──────── The records ────────
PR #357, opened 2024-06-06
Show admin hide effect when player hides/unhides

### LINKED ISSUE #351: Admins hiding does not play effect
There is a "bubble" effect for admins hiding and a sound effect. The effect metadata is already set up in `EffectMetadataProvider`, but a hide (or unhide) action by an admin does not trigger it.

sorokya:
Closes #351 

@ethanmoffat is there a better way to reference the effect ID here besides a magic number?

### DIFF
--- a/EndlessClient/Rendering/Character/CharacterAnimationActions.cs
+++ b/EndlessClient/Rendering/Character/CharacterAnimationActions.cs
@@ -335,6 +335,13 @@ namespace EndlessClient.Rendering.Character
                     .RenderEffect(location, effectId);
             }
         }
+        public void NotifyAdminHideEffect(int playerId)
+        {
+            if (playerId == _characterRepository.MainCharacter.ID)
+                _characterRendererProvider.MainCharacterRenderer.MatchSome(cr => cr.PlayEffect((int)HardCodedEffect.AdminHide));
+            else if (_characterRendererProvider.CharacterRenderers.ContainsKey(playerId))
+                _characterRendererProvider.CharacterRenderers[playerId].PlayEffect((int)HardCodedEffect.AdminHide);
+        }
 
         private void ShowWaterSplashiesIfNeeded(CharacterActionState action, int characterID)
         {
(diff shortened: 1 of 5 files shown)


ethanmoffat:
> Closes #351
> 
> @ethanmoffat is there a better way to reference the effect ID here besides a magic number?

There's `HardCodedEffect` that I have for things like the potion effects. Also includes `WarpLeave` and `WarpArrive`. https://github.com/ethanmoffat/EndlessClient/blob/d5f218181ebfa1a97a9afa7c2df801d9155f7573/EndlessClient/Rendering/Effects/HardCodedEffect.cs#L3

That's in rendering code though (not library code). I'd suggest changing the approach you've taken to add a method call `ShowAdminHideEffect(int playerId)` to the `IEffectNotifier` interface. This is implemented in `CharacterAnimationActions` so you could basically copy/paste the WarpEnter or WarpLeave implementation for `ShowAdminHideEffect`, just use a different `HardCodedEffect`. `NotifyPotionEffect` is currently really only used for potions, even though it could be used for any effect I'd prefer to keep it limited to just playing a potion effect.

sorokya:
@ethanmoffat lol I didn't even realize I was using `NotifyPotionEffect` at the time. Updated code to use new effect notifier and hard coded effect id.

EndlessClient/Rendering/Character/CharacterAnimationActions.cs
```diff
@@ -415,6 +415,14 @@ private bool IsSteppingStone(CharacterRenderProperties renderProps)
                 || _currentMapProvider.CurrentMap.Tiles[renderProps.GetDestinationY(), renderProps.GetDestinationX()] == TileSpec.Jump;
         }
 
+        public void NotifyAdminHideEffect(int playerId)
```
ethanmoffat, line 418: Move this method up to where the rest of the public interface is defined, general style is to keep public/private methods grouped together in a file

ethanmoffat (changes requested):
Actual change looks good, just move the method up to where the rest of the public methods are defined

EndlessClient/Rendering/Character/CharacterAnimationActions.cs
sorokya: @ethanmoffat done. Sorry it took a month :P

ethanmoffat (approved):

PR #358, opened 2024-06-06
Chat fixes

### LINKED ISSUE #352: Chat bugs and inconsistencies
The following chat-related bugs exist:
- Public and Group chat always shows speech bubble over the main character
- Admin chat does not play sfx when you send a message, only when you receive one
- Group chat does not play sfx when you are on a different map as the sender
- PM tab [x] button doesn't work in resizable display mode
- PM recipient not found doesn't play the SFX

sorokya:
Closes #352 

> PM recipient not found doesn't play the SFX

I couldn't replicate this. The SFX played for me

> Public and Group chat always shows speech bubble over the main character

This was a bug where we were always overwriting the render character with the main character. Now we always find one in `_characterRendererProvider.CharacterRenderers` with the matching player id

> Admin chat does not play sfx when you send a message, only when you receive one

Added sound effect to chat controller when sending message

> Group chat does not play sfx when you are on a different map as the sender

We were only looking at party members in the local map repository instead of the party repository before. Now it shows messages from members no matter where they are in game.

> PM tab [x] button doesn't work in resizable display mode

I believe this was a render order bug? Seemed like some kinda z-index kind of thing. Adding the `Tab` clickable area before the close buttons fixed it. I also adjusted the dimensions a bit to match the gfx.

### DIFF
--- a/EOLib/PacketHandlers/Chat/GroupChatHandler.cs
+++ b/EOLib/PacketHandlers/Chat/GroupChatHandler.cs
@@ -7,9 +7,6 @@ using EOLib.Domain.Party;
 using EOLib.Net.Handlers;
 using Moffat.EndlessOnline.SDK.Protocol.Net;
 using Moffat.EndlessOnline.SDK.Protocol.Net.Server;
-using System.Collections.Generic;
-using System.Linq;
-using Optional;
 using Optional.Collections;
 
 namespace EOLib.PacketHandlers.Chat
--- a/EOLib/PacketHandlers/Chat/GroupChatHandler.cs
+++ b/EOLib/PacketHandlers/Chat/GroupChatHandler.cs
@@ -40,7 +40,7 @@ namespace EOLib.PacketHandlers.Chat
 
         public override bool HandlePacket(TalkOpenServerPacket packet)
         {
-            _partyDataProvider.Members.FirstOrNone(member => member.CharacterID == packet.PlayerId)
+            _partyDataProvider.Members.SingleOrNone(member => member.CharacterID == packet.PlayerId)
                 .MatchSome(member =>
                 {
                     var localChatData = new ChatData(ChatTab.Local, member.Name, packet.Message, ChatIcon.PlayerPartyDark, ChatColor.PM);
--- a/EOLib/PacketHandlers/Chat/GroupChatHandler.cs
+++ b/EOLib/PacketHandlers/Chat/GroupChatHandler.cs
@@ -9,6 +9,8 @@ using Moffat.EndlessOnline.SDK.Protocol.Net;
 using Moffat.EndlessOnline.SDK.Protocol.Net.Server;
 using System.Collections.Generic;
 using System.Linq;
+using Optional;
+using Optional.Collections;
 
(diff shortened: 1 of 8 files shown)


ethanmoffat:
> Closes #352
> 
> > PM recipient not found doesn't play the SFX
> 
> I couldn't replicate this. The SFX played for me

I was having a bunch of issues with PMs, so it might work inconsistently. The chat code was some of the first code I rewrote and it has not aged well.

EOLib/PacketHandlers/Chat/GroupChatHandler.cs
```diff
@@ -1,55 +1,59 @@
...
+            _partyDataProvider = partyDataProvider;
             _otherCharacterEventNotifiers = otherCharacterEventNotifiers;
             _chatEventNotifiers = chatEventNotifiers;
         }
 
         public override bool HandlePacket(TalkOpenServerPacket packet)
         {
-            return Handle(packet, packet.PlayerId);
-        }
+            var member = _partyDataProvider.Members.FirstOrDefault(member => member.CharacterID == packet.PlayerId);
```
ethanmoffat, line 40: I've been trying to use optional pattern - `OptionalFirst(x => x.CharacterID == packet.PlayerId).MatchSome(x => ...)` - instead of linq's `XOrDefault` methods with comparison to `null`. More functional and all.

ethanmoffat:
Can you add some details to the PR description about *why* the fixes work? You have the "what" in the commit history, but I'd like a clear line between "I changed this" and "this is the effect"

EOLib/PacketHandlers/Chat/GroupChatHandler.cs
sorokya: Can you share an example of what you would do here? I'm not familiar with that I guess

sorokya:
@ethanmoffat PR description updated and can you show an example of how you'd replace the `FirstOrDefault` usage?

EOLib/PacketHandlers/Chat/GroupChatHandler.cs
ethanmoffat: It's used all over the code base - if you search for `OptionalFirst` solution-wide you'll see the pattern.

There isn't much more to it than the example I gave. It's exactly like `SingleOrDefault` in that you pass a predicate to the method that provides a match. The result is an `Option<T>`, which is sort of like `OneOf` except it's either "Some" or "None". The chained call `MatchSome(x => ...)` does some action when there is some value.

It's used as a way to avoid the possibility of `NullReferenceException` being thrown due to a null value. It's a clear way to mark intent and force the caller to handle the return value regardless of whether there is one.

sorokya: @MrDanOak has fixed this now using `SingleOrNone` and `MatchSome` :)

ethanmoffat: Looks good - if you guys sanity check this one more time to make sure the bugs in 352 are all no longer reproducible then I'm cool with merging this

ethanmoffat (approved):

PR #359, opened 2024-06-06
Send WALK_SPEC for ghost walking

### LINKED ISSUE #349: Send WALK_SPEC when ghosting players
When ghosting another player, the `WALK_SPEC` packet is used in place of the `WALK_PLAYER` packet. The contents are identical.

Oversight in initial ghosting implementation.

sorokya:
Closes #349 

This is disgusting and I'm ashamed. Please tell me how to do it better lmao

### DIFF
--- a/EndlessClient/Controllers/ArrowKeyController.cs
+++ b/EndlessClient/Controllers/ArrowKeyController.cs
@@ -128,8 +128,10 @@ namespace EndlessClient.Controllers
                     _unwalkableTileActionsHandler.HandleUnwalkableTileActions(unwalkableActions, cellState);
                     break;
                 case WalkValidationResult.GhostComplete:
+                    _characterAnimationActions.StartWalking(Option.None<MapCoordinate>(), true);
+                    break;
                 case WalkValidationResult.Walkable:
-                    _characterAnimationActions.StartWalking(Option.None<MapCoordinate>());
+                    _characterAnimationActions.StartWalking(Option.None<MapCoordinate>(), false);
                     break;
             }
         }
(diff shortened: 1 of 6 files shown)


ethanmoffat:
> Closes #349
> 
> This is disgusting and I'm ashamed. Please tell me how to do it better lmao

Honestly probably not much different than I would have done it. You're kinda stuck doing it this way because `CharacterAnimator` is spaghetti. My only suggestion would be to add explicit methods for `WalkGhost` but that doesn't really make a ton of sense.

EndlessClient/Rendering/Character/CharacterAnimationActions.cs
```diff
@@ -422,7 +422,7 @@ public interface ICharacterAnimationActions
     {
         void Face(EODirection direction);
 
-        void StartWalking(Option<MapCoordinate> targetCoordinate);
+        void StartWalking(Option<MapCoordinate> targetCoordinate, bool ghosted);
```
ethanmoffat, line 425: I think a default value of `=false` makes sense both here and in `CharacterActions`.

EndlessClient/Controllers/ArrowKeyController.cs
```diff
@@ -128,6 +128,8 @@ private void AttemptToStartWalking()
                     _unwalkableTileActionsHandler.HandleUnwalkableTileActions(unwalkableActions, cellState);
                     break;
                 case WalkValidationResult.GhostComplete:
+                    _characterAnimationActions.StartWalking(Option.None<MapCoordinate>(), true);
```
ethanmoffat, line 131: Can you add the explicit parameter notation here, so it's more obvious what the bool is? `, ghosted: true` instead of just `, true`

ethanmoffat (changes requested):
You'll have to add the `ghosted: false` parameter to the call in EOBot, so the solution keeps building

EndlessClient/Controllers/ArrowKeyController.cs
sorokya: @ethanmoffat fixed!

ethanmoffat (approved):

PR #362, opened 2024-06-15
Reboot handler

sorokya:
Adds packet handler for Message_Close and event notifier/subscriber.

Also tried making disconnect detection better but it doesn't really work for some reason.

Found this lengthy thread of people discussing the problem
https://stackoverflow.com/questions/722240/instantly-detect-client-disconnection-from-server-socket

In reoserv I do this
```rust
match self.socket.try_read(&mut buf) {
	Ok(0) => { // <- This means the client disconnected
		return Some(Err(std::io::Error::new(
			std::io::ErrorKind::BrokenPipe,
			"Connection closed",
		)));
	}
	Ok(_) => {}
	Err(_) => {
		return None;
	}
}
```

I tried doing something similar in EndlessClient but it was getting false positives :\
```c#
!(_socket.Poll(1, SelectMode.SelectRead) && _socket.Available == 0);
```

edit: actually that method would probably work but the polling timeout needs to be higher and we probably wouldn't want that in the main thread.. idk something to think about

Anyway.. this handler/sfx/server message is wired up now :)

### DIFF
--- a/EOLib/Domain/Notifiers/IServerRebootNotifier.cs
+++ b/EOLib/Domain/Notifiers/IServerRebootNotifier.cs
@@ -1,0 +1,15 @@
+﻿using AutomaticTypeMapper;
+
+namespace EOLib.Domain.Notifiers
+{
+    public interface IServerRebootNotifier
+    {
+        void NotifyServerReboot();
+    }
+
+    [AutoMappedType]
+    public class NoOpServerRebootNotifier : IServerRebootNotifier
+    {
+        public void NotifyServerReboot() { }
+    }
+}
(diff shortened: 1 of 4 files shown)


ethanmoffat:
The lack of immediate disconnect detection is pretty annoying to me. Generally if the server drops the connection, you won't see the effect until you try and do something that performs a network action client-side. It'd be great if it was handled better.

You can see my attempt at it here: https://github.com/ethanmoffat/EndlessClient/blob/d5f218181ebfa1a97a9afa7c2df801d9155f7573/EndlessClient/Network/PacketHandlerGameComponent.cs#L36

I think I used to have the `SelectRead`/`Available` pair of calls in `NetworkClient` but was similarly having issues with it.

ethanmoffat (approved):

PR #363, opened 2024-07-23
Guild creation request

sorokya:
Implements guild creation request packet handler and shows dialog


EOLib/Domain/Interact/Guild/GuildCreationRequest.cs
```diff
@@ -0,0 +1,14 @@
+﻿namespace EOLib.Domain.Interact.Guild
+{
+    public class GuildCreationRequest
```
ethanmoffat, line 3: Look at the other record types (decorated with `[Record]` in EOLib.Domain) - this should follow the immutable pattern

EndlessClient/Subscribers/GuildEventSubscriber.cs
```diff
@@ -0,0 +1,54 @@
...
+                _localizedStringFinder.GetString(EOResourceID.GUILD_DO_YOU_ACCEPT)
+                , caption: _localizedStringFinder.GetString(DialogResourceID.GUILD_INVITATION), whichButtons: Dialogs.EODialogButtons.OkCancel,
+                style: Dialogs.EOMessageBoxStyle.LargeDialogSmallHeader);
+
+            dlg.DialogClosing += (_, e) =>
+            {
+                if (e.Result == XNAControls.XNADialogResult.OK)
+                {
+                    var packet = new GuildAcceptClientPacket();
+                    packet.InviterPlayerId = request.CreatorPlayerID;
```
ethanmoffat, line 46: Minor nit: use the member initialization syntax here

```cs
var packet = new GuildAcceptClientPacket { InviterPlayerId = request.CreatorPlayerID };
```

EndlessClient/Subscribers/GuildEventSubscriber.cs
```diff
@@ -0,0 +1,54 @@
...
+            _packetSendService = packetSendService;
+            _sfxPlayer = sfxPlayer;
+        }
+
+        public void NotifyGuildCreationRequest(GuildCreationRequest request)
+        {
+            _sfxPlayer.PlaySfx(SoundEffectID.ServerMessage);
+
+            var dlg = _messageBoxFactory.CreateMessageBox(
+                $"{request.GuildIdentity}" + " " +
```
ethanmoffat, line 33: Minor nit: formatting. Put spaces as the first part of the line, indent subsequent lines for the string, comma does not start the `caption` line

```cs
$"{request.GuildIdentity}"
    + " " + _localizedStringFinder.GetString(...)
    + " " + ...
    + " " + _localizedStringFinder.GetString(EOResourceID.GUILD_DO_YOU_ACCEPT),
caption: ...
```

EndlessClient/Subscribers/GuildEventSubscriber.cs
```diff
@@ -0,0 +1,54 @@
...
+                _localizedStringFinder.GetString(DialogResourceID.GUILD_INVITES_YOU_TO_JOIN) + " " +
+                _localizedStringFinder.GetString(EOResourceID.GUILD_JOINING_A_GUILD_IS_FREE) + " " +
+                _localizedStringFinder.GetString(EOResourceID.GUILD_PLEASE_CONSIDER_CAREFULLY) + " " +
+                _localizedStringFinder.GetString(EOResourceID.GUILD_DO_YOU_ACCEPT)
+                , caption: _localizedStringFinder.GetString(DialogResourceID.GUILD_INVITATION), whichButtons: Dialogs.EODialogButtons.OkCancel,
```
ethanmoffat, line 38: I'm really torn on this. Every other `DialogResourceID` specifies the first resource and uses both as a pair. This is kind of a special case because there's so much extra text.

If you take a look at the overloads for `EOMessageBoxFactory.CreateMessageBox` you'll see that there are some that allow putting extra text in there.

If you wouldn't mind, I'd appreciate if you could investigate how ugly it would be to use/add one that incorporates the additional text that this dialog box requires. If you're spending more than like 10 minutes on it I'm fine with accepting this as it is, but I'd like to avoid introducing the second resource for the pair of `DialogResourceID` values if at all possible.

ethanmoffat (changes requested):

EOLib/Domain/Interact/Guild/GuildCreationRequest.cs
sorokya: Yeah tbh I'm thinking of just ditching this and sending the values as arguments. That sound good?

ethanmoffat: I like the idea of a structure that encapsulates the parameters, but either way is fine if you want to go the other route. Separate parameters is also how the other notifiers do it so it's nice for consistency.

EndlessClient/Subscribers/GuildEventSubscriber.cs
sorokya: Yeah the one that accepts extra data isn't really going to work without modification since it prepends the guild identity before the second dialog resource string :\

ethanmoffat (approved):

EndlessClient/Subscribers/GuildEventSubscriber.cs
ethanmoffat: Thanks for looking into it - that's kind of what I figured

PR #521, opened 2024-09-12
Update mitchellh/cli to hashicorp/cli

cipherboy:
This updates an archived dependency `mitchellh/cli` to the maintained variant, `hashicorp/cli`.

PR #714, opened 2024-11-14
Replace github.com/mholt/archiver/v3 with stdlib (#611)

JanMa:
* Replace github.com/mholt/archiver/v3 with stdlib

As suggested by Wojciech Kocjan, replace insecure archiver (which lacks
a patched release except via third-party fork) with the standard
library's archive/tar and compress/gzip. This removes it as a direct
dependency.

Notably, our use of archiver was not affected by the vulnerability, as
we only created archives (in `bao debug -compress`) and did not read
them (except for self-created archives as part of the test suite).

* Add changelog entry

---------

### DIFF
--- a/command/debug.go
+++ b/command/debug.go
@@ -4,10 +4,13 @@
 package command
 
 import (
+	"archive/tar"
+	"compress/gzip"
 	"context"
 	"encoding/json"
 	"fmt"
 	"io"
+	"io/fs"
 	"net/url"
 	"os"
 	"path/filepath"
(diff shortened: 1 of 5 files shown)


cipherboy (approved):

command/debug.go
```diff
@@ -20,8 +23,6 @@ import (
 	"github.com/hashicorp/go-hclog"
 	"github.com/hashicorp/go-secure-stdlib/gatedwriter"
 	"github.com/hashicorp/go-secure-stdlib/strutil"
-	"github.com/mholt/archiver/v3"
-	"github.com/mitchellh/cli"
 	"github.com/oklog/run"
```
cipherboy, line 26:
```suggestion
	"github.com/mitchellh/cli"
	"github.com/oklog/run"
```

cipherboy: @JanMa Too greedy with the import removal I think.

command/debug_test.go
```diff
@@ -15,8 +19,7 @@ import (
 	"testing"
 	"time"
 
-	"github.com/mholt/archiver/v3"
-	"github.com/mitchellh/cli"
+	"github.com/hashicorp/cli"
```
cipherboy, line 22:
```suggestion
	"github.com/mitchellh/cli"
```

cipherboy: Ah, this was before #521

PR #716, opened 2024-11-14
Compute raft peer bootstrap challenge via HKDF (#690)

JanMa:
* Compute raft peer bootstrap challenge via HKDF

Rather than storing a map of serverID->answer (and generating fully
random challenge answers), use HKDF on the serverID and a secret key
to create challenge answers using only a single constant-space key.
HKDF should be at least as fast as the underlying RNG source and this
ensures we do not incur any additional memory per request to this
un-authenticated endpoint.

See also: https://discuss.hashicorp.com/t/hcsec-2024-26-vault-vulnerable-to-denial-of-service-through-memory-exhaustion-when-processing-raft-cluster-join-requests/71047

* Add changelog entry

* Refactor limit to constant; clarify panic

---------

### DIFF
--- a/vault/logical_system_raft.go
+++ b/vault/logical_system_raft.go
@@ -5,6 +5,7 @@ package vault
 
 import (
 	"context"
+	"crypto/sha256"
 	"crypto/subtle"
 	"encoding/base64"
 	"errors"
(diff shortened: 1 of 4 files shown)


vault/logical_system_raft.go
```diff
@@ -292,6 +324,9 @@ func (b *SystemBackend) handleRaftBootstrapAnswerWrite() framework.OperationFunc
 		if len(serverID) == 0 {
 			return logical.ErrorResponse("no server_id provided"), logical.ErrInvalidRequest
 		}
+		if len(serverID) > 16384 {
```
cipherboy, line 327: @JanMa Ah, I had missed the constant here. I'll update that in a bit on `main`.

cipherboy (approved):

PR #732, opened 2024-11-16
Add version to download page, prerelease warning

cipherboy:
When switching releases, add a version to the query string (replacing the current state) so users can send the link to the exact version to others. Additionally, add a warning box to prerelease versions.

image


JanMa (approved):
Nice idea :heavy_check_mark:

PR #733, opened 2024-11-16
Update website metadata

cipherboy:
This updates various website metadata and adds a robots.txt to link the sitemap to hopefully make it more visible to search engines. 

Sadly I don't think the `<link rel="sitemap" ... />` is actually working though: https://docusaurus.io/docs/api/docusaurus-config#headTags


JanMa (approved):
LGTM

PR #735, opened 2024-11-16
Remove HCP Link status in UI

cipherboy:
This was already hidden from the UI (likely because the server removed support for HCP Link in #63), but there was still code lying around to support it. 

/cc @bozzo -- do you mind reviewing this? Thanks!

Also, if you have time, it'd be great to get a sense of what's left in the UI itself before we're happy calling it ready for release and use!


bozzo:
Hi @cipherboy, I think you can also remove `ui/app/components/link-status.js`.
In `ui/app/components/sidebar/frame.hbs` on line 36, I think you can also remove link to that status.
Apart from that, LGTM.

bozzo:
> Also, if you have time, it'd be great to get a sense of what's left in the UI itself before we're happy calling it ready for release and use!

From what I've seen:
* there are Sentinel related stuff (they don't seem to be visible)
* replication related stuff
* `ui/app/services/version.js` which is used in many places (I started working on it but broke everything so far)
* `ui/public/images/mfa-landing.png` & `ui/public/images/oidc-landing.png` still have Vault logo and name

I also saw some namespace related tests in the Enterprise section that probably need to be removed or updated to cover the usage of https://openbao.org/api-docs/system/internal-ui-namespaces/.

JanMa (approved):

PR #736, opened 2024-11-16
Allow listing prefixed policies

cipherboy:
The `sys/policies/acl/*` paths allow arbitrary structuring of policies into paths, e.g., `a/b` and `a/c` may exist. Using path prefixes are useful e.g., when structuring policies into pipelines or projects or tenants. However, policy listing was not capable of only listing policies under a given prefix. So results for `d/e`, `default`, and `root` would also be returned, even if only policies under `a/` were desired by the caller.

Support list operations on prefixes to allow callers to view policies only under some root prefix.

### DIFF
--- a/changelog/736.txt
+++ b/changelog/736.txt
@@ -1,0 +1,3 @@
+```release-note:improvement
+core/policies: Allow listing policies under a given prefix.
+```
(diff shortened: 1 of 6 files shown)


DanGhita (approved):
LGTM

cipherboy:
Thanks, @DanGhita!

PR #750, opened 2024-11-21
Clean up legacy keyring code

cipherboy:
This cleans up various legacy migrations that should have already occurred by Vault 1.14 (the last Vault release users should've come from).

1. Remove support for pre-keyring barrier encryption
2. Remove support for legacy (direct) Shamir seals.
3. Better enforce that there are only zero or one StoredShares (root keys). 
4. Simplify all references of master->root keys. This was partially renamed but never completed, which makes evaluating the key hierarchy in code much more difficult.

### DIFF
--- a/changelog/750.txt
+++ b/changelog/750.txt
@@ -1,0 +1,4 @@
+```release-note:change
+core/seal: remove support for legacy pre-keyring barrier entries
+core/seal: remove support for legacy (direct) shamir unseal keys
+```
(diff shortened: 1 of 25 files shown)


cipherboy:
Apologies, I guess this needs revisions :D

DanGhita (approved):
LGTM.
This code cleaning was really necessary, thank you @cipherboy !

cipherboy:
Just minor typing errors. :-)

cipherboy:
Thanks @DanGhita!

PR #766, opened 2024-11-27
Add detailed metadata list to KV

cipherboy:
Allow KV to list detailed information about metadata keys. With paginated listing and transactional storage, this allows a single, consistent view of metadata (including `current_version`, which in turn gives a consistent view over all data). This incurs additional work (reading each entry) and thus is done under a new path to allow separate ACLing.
────────
If a line in the records above contains the string "ArrowKeyController", copy that line out.

--- a/EndlessClient/Controllers/ArrowKeyController.cs
+++ b/EndlessClient/Controllers/ArrowKeyController.cs
EndlessClient/Controllers/ArrowKeyController.cs
EndlessClient/Controllers/ArrowKeyController.cs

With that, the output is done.